December 4, 2018 report
Researchers suggest ritual finger amputation may explain missing fingers in Upper Paleolithic people
A trio of researchers at Simon Fraser University in Canada theorizes that ritualistic finger amputation during the Upper Paleolithic explains the number of missing fingers in depictions from that time. In their paper published in the Journal of Paleolithic Archeology, Brea McCauley, David Maxwell and Mark Collard outline the reasons for their theory, even as they acknowledge more evidence is required to prove it.
Archeologists studying art on walls by early humans of the Upper Paleolithic have found a lot of pictures of hands with missing fingers—much of the art consists of hand prints or outlines of hands. And a lot of those hands appear to be missing a finger or two, or even three or four. The researchers with this new effort note that rough conditions could account for missing fingers, particularly frostbite. But it seems like more fingers are missing than would seem likely—people learn not to let their fingers freeze, for example.
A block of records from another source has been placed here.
PR #8096, opened 2024-09-25
**perf** better timeout handling

joeljeske:
This minor tweak reduces the number of setInterval/clearInterval/clearTimeout calls that are made, which improves performance by not needing to interact with native timers, which are slower than JS calls.


packages/query-core/src/queryObserver.ts
```diff
@@ -399,9 +400,21 @@ export class QueryObserver<
...
+    // we already have a properly set interval running
+    if (
+      prevInterval == this.#currentRefetchInterval &&
+      this.#refetchIntervalId
+    ) {
+      return
+    }
+
+    this.#clearRefetchInterval()
+
```
TkDodo, line 417: I don’t think this is correct. The previous implementation re-sets an interval every time new data comes in, which this implementation does not. Suppose the following scenario:

- we have a refetchInterval set to every 5 minutes (timestamp = 0)
- after 3 minutes, we get another update into our cache (e.g. with setQueryData or with an invalidation after a mutation) (timestamp = 3 min)

--> that is supposed to reset the interval, so that we don’t get another refetch after 2 minutes (timestamp = 5min), but 5 minutes _after the last update_ (so timestamp = 8min)

I hope we have a test case for this that now fails, otherwise, we should probably add one :)

TkDodo:
I think the failing test around intervals shows that this approach is not correct.

PR #8100, opened 2024-09-25
refactor(react-query): apply early return/continue

kickbelldev:
I've made improvements to the react-query package by applying the early return/continue pattern to reduce nested if statements and if-else constructs.


TkDodo:
it’s subjective, but I don’t think negated conditions and continue statements make the code any more readable.

PR #8107, opened 2024-09-28
fix: improve long running task performance in query core

Aghassi:
This addresses two hot spots we have noticed
on a large scale enterprise app when profiling
with chrome. These changes help to cut down
on long running tasks when there are many query
calls on the page


Aghassi:
This uses parts of https://github.com/TanStack/query/pull/8092 as well

Aghassi:
@tannerlinsley Would you be open to taking this fix? Anything I can provide additionally to help with making it easier to take in? Would love to give this one to the community and not maintain an internal patch if I can.

TkDodo:
> This uses parts of https://github.com/TanStack/query/pull/8092 as well

yeah let’s not mix PRs / improvements please. I have reviewed the Proxy one already and left a comment. I’m also fine with this change in isolation.

Aghassi:
> > This uses parts of #8092 as well
> 
> yeah let’s not mix PRs / improvements please. I have reviewed the Proxy one already and left a comment. I’m also fine with this change in isolation.

Sounds good, I will drop the other diff from this and focus just on the one file

Aghassi:
@TkDodo Updated to just address the one performance issue

TkDodo (approved):

PR #8117, opened 2024-10-01
fix(eslint-plugin-query): update deprecated `getSourceCode()` method

saul-atomrigs:
Captura de pantalla 2024-10-02 a las 12 03 04 a  m
https://eslint.org/docs/latest/extend/custom-rules#accessing-the-source-code

`getSourceCode()` has been deprecated in favor of `sourceCode`. This PR introduces the latter, while also keeping the deprecated one as fallback.


TkDodo:
you need to disable the linter for that fallback:

```
/home/workflows/workspace/packages/eslint-plugin-query/src/rules/stable-query-client/stable-query-client.rule.ts
  72:32  error  Unnecessary conditional, expected left-hand side of `??` operator to be possibly null or undefined  @typescript-eslint/no-unnecessary-condition
```

saul-atomrigs:
Thanks for the reminder, I've just added the eslint-disable

Newbie012 (approved):
LGTM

Also, the missing-fingered art appears in some places that are too warm for widespread frostbite. The sheer numbers suggest something else is going on.
In Grotte de Gargas, in France, for example, 114 out of 231 hand images have missing fingers. In another cave in France, the average is even higher, 28 out of 49. The researchers also note that hand paintings on the cave walls at Grotte de Gargas appear quite flat, ruling out the possibility that some fingers were simply held back as the print was being made. They also looked at history books and found that 121 groups of people living on different continents have been found to engage in finger amputation rituals.
The researchers note that finger amputation rituals could take many forms—some early people might have done it as part of a religious ceremony or as a way to mourn the loss of a loved one. Others may have had it done to them as part of a punishment ritual. There is no way yet to prove that such rituals occurred, or that intentional cutting of fingers was carried out by people of the Upper Paleolithic, but the researchers contend that there is enough evidence to warrant further investigation.